— Saved entries —
--------------------------------------------------

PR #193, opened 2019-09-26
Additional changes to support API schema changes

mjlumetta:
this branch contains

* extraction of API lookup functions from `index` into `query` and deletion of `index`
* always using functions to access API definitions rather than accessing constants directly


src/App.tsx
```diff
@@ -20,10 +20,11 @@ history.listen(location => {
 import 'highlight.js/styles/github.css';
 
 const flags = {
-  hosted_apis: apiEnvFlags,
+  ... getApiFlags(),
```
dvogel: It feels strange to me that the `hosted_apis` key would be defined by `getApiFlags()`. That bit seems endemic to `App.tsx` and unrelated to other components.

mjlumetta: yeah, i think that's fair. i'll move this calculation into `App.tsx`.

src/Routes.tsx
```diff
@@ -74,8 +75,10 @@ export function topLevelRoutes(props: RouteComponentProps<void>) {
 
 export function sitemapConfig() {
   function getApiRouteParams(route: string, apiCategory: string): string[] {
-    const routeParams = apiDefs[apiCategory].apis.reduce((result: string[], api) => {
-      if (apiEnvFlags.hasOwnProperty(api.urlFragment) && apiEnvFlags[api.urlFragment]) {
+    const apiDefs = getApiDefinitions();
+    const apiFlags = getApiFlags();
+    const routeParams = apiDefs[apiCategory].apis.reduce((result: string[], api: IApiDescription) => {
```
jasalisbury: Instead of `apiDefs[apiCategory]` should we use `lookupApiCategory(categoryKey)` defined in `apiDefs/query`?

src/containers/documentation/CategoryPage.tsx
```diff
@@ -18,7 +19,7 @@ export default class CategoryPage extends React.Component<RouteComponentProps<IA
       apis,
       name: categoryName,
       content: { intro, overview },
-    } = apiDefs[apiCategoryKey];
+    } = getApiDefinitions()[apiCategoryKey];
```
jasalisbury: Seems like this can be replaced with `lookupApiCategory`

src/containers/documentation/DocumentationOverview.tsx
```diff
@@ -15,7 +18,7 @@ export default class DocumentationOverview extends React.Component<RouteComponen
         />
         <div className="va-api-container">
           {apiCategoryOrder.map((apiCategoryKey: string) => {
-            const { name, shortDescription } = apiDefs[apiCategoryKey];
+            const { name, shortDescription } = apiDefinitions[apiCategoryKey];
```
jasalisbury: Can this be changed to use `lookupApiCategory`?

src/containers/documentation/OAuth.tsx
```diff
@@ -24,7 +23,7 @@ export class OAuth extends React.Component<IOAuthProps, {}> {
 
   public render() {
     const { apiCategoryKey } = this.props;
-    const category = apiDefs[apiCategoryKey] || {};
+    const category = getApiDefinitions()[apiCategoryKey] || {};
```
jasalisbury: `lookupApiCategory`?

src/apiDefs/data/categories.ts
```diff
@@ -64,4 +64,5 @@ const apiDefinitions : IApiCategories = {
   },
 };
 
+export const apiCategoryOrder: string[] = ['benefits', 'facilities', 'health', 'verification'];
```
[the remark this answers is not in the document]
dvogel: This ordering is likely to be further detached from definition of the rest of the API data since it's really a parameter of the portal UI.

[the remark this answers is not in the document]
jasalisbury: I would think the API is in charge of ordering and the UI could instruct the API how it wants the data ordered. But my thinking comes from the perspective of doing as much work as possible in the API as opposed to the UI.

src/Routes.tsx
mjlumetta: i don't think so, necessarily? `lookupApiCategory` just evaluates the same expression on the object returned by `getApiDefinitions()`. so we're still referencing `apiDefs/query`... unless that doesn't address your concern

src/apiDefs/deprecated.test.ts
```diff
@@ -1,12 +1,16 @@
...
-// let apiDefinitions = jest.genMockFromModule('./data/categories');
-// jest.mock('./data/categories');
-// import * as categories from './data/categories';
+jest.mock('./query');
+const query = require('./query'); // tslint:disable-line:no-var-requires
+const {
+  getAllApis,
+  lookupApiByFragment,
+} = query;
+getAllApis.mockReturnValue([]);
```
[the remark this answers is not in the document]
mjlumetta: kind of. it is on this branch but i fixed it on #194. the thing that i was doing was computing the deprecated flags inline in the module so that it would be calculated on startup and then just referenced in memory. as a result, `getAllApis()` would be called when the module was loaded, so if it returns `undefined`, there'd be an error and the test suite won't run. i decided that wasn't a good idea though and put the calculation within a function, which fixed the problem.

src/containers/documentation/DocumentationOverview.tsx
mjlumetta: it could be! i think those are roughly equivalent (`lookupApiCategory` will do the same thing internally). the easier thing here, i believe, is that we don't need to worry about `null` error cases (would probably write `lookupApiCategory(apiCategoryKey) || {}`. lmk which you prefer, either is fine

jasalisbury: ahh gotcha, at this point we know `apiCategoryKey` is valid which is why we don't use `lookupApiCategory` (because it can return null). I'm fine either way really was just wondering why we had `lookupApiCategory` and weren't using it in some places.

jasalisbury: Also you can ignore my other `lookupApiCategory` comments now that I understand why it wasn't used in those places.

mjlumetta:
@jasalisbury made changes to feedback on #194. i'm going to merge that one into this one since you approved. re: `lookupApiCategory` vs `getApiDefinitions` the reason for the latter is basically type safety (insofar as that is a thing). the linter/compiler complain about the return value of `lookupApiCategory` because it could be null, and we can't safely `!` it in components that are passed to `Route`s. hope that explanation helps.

--------------------------------------------------

— EXERCISE DESCRIPTION —
Exactly as they stand, set down the lines from the top of the data through the line with "dvogel: It feels".

— SOLVED PROBLEM —
PR #193, opened 2019-09-26
Additional changes to support API schema changes

mjlumetta:
this branch contains

* extraction of API lookup functions from `index` into `query` and deletion of `index`
* always using functions to access API definitions rather than accessing constants directly


src/App.tsx
```diff
@@ -20,10 +20,11 @@ history.listen(location => {
 import 'highlight.js/styles/github.css';
 
 const flags = {
-  hosted_apis: apiEnvFlags,
+  ... getApiFlags(),
```
dvogel: It feels strange to me that the `hosted_apis` key would be defined by `getApiFlags()`. That bit seems endemic to `App.tsx` and unrelated to other components.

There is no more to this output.